Reproduce the records below exactly, but only between the lines holding "I modified the" and "-124,6 +125,7 @@", inclusive.

**Entries supplied:**

::::::::

PR #150, opened 2026-05-24
fix(api): consume enrollment token atomically with host enroll

ak2k:
## Problem

`handleEnroll` consumed the single-use enrollment token up front in its own committed transaction, *before* the CA signature and certificate save. Any transient failure in those later steps (CA error, DB blip) permanently **burned** the token — the host could never re-enroll without an operator minting a fresh one.

## Fix

- New read-only `GetEnrollmentToken` peek resolves + validates the token (same `ErrNotFound` / `ErrTokenUsed` / `ErrTokenExpired` sentinels) *before* signing.
- New `ConsumeTokenAndEnrollHost` folds the CAS consume (`UPDATE … SET used=1 WHERE used=0`) + cert save + host enroll into **one transaction** — the token is marked used *iff* enrollment persists.
- `handleEnroll` is reordered to consume-last (peek → sign → atomic consume+enroll). A concurrent enrollment racing the same token loses the CAS → `ErrTokenUsed` → **409**.
- A shared `enrollHostInTx` keeps the token-less mobile-bundle path (`SaveCertificateAndEnrollHost`) unchanged.

Net: a transient failure now leaves the token reusable for a clean retry, and single-use is preserved (strengthened, even, under concurrency).

## Tests

Store-level peek-doesn't-consume, no-burn-on-enroll-failure, concurrent-same-token exactly-one-enrolls (`-race`, file-backed), expired peek; plus an API-level replayed-token → 409.

---

Part of the #8c race-hardening work, split into two independent PRs; this is the enrollment-token-atomicity half (the host-IP-uniqueness half is a separate PR). Note: the existing post-enroll `UpdateHostSigningPub` step remains outside the enroll transaction — pre-existing behavior, not widened by this change.

### DIFF
--- a/internal/api/enroll.go
+++ b/internal/api/enroll.go
@@ -45,8 +45,11 @@ func (s *Server) handleEnroll(w http.ResponseWriter, r *http.Request) {
 		return
 	}
 
-	// Consume token (validates one-time use and expiry)
-	tok, err := s.store.ConsumeToken(r.Context(), req.Token)
+	// Resolve + validate the token (one-time use, expiry) WITHOUT consuming it
+	// yet. The single-use consume happens atomically with the cert save in
+	// ConsumeTokenAndEnrollHost below, so a failure mid-enrollment does not burn
+	// the token (#8c enrollment-token rollback atomicity).
+	tok, err := s.store.GetEnrollmentToken(r.Context(), req.Token)
 	if errors.Is(err, store.ErrNotFound) {
 		s.metrics.recordEnrollment(resultDenied)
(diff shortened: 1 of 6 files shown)


juev (approved):
Thanks — deferring the token consume to a peek → sign → atomic consume+enroll flow fixes the token-burn-on-transient-failure cleanly, and folding the CAS (`UPDATE … WHERE used=0`) + cert save + enroll into one transaction preserves single-use even under concurrent enroll races. Nice that the shared `enrollHostInTx` keeps the mobile-bundle path unchanged. LGTM.

PR #151, opened 2026-05-25
test(api): pin multi-tenant read-side scoping (property harness + boundary battery)

ak2k:
## What

A property-test harness that pins the read-side multi-tenant scoping surface, plus the boundary battery. Test-only — no production code changes.

The keystone is a registry classifying every registered `GET` route, paired with a `chi.Walk` test that fails the moment a new GET route appears unclassified. The cross-operator data leak fixed in GHSA-598g-h2vc-h5vg slipped in because new read paths were not forced to declare their scoping; this turns that omission into a build failure rather than an advisory.

The same registry drives the assertions:

- **collection reads** (`/hosts`, `/networks`, `/cas`) — a non-admin sees only resources under CAs they own; an admin sees all; neither operator sees the other's data or the admin-owned default CA.
- **admin-only reads** (`/operators`, `/operators/{id}/api-keys`, `/audit-log`, `/blocklist`, `/settings`) — non-admins get 403 with no tenant data in the body.

Boundary battery:

- `?network_id=<foreign>` cannot be used to read another operator's hosts (the store filter runs before the owned-CA scoping).
- `/operators` 403 does not enumerate operators.
- a non-owner never receives a single-resource body — host, network, firewall, or CA.

## Notes

`go test ./... -race` and `golangci-lint run ./...` both green.

While writing the by-id tests I noticed a low-severity existence side-channel: a foreign-but-existing host returns 403 while a missing id returns 404, so the status distinguishes existence. It is systemic across the by-id host handlers. The test asserts the non-leak invariant rather than pinning the 403/404 split, so a future uniform-404 hardening will not have to fight it — happy to follow up separately if you would like that change.

### DIFF
--- a/internal/api/scoping_boundary_test.go
+++ b/internal/api/scoping_boundary_test.go
@@ -1,0 +1,112 @@
+package api
+
+import (
+	"net/http"
+	"testing"
+
+	"github.com/stretchr/testify/assert"
+)
+
+// TestListHosts_ForeignNetworkFilterDoesNotBypassScoping pins that a
+// non-admin cannot exfiltrate another operator's hosts by passing the
+// foreign network's id as the ?network_id= filter. The filter runs in the
+// store query, but the owned-CA scoping in handleListHosts runs afterwards
+// (hosts.go:190), so the result must stay empty for B even when the filter
+// matches A's hosts.
+func TestListHosts_ForeignNetworkFilterDoesNotBypassScoping(t *testing.T) {
+	srv, st := newTestServer(t)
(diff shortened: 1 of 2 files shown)


juev (approved):
Thanks — turning the "new GET route must declare its scoping" omission into a build failure via the `chi.Walk` registry is a great guard against another GHSA-598g-style read-path leak. The collection/admin-only/by-id boundary battery is thorough, and deliberately asserting the non-leak invariant instead of pinning the 403-vs-404 split is the right call so a future uniform-404 hardening won't fight it. LGTM.

PR #298, opened 2024-05-25
Make the appimage be able to work with libfuse3

Samueru-sama:
It uses this version of appimagetool instead because the built in one of linuxdeploy still depends on fuse2: https://github.com/probonopd/go-appimage

Note that I went and also did the --appimage-extract for the appimagetool like you were doing it with linuxdeploy, I don't think it is needed anymore because that appimagetool itself also works with fuse3, but I didn't test the script with podman so I can't be 100% sure. 

One potential breaking change is that the appimage will have a different name, because this version of appimagetool requires one to provide the version of the app to add it to the title of the resulting AppImage.

### DIFF
--- a/AppImage/make_appimage.sh
+++ b/AppImage/make_appimage.sh
@@ -23,6 +23,14 @@ get_linuxdeploy() {
   ./linuxdeploy-x86_64.AppImage --appimage-extract
 }
 
+get_appimagetool() {
+	ARCH=x86_64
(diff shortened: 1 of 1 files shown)


Syllo:
Hello,
Just a naive question: do I need to build two AppImages? One w/ libfuse2 and one w/ libfuse3 or is it transparent?

Samueru-sama:
> Hello, Just a naive question: do I need to build two AppImages? One w/ libfuse2 and one w/ libfuse3 or is it transparent?

No there is no need to do so. The appimage uses the static runtime, it works regardless if libfuse3 or libfuse2 is on the system. 

I'm sorry because I just noticed that the way I worded the title of the PR makes it seem like it has a dependency to libfuse3 when that is actually no the case.

Syllo:
I tested it and seems to work fine, thanks!

PR #324, opened 2024-11-01
Make appimage be able to work on any linux system (and some refactor of the script).

Samueru-sama:
These changes make the appimage be able to work on any linux system, be it 15 years old or even musl distros. this is done by bundling all the libraries the nvtop binary needs + the ld-linux.so. 

These changes are similar what the deploy everything mode of [go-appimage](https://github.com/probonopd/go-appimage/blob/master/src/appimagetool/README.md) does but I find it far easier to do it manually instead of fighting with the go-appimage parameters though. 

Tested on Artix, Alpine (musl) and Ubuntu 20.04 (old Glibc). 

The only downside is that this makes the appimage 2.4 MiB.

Also updated the readme to use 24.04 instead of 18.04, because with older versions you had to do stuff like using pip to install a newer cmake, none of this is needed anymore by building the appimage this way. 

Edit: I'm linking an artifact if you want to test it, remove the `.txt` from the end. 

[nvtop-3.1.0-x86_64.AppImage.txt](https://github.com/user-attachments/files/17599358/nvtop-3.1.0-x86_64.AppImage.txt)

### DIFF
--- a/AppImage/README.md
+++ b/AppImage/README.md
@@ -2,7 +2,7 @@
 
 ```bash
 podman pull ubuntu:18.04
-podman run --interactive --tty --rm --volume $PWD:/nvtop ubuntu:18.04
+podman run --interactive --tty --rm --volume $PWD:/nvtop ubuntu:24.04
 cd nvtop
 ./AppImage/make_appimage.sh
 ```
--- a/AppImage/make_appimage.sh
+++ b/AppImage/make_appimage.sh
@@ -1,54 +1,63 @@
 #!/usr/bin/env bash
 
+export ARCH="$(uname -m)"
+export APPIMAGE_EXTRACT_AND_RUN=1
+APPIMAGETOOL="https://github.com/AppImage/appimagetool/releases/download/continuous/appimagetool-$ARCH.AppImage"
+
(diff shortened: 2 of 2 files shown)


Syllo:
Hello,

Thank you for the patch.

Right, this bundles all the libraries and the dynamic linker in the Appimage.
I can't seem to find if it's recommended or anything online but I guess it's better for distro using an older glibc or no glibc

I can probably try a build on a distro with musl and link everything statically to reduce the size.

Samueru-sama:
> Hello,
> 
> Thank you for the patch.
> 
> Right, this bundles all the libraries and the dynamic linker in the Appimage. I can't seem to find if it's recommended or anything online but I guess it's better for distro using an older glibc or no glibc

It is fairly new practice done in [go-appimage](https://github.com/probonopd/go-appimage)

[Some examples here](https://github.com/AlexanderP/tesseract-appimage/issues/3)

> I can probably try a build on a distro with musl and link everything statically to reduce the size.

If you can build nvtop statically then yeah all of this can be avoided.

Syllo:
Sounds good, cheers.

PR #330, opened 2024-11-19
Fix compilation on FreeBSD and avoid crash while exiting (no hwmonDevice)

ocochard:
Tests report:
- amdgpu: working
- Intel: not working (gpu not detected)
- Nvidia: Unknown

### DIFF
--- a/include/ascend/dcmi_interface_api.h
+++ b/include/ascend/dcmi_interface_api.h
@@ -21,7 +21,7 @@ extern "C" {
 #endif
 #endif /* __cplusplus */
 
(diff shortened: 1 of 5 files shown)


Syllo:
Thanks for the patch!
I modified the patch slightly to avoid the crash in `nvtop_device_unref` function. I guess that the systemd version gracefully handles nullptr arguments but not udev.

VVD:
This software are in FreeBSD ports now: https://www.freshports.org/sysutils/nvtop/

PR #331, opened 2024-11-20
Intel additional HWMON (Fan + Temp) & i915 process memory usage

Steve-Tech:
Hi,

i915 has recently added fan speeds in kernel 6.12, this PR implements that ([patch](https://patchwork.freedesktop.org/patch/610458/)). There's also a temperature patch being developed upstream that I've also implemented support for ([patch series](https://patchwork.freedesktop.org/series/137874/)).

I don't know if it was always like this or recently implemented, but i915 also has `drm-total-local0` in the fdinfo, which is the GPU's memory used by that process. I also fixed a logic error that resulted in Xe reading the wrong value as memory usage.

The energy consumption was exposed by i915 in joules, I've now converted that into watts for nvtop to display.

Here's an example of my GPU:

nvtop example UI for an A770

Also it seemed like `hide_processes_list` was left uninitialized instead of false, causing it to randomly enable in my builds, which is also fixed.

I'm also working on using the drm ioctls to get the memory usage for i915, in my [intel-ioctl branch](https://github.com/Steve-Tech/nvtop/tree/intel-ioctl), but I'm omitted it from this PR since I didn't want to make it too big to review.

Thanks,
Steve

### DIFF
--- a/include/nvtop/extract_gpuinfo_common.h
+++ b/include/nvtop/extract_gpuinfo_common.h
@@ -100,6 +100,7 @@ enum gpuinfo_dynamic_info_valid {
   gpuinfo_pcie_rx_valid,
   gpuinfo_pcie_tx_valid,
   gpuinfo_fan_speed_valid,
+  gpuinfo_fan_rpm_valid,
   gpuinfo_gpu_temp_valid,
   gpuinfo_power_draw_valid,
   gpuinfo_power_draw_max_valid,
@@ -124,6 +125,7 @@ struct gpuinfo_dynamic_info {
   unsigned int pcie_rx;             // PCIe throughput in KB/s
   unsigned int pcie_tx;             // PCIe throughput in KB/s
   unsigned int fan_speed;           // Fan speed percentage
+  unsigned int fan_rpm;             // Fan speed RPM
   unsigned int gpu_temp;            // GPU temperature °celsius
   unsigned int power_draw;          // Power usage in milliwatts
   unsigned int power_draw_max;      // Max power usage in milliwatts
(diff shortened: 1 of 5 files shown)


Steve-Tech:
Hi @fkobi,

> I have an iris-xe and temperature does not show there, so there's progress I think.

The [temperature patch](https://patchwork.freedesktop.org/series/137874/#rev3) isn't mainlined yet, so you'd have to apply it manually. Otherwise maybe integrated graphics doesn't do temperature?

> However with `intel_gpu_top` I can see the clock speed and power consumption.

Oh okay, I'll look into this.

> also, looking at your screenshot should power be ` N/A  / 190 W`?

Yeah, the power consumption isn't reported in hwmon, but the max is.

Steve-Tech:
Hi @fkobi, power consumption is now calculated in this PR.
I also looked into `intel_gpu_top` and ended up exploring the ioctls supported by the i915 drm driver, where I found out the memory usage can be queried and is implemented (only for i915 atm) in my [intel-ioctl branch](https://github.com/Steve-Tech/nvtop/tree/intel-ioctl).

Steve-Tech:
Sorry @fkobi,

> I have an iris-xe and temperature does not show there, so there's progress I think.

I only just realised, temp, power, energy, and fan speed, are only available on the discrete DG1 and DG2 cards. It doesn't seem to be available for integrated graphics.

https://github.com/torvalds/linux/blob/7503345ac5f5e82fd9a36d6e6b447c016376403a/drivers/gpu/drm/i915/i915_hwmon.c#L847-L866

Syllo:
Hello,
Thanks for this patch.

I added a commit to display the RPM instead of guessing a maximum for the fan percentage value.
I assumed that `hwmon_fan` is the actual RPM (no post-processing needed). Does it look good with my commit on your end?

Steve-Tech:
Hi @Syllo,
No worries, and displaying the RPM is perfect!

I'll probably be creating another PR with memory usage sometime tomorrow (or whenever this gets merged).

Thanks for your work!
Steve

::::::::

**Reply:**
I modified the patch slightly to avoid the crash in `nvtop_device_unref` function. I guess that the systemd version gracefully handles nullptr arguments but not udev.

VVD:
This software are in FreeBSD ports now: https://www.freshports.org/sysutils/nvtop/

PR #331, opened 2024-11-20
Intel additional HWMON (Fan + Temp) & i915 process memory usage

Steve-Tech:
Hi,

i915 has recently added fan speeds in kernel 6.12, this PR implements that ([patch](https://patchwork.freedesktop.org/patch/610458/)). There's also a temperature patch being developed upstream that I've also implemented support for ([patch series](https://patchwork.freedesktop.org/series/137874/)).

I don't know if it was always like this or recently implemented, but i915 also has `drm-total-local0` in the fdinfo, which is the GPU's memory used by that process. I also fixed a logic error that resulted in Xe reading the wrong value as memory usage.

The energy consumption was exposed by i915 in joules, I've now converted that into watts for nvtop to display.

Here's an example of my GPU:

nvtop example UI for an A770

Also it seemed like `hide_processes_list` was left uninitialized instead of false, causing it to randomly enable in my builds, which is also fixed.

I'm also working on using the drm ioctls to get the memory usage for i915, in my [intel-ioctl branch](https://github.com/Steve-Tech/nvtop/tree/intel-ioctl), but I'm omitted it from this PR since I didn't want to make it too big to review.

Thanks,
Steve

### DIFF
--- a/include/nvtop/extract_gpuinfo_common.h
+++ b/include/nvtop/extract_gpuinfo_common.h
@@ -100,6 +100,7 @@ enum gpuinfo_dynamic_info_valid {
   gpuinfo_pcie_rx_valid,
   gpuinfo_pcie_tx_valid,
   gpuinfo_fan_speed_valid,
+  gpuinfo_fan_rpm_valid,
   gpuinfo_gpu_temp_valid,
   gpuinfo_power_draw_valid,
   gpuinfo_power_draw_max_valid,
@@ -124,6 +125,7 @@ struct gpuinfo_dynamic_info {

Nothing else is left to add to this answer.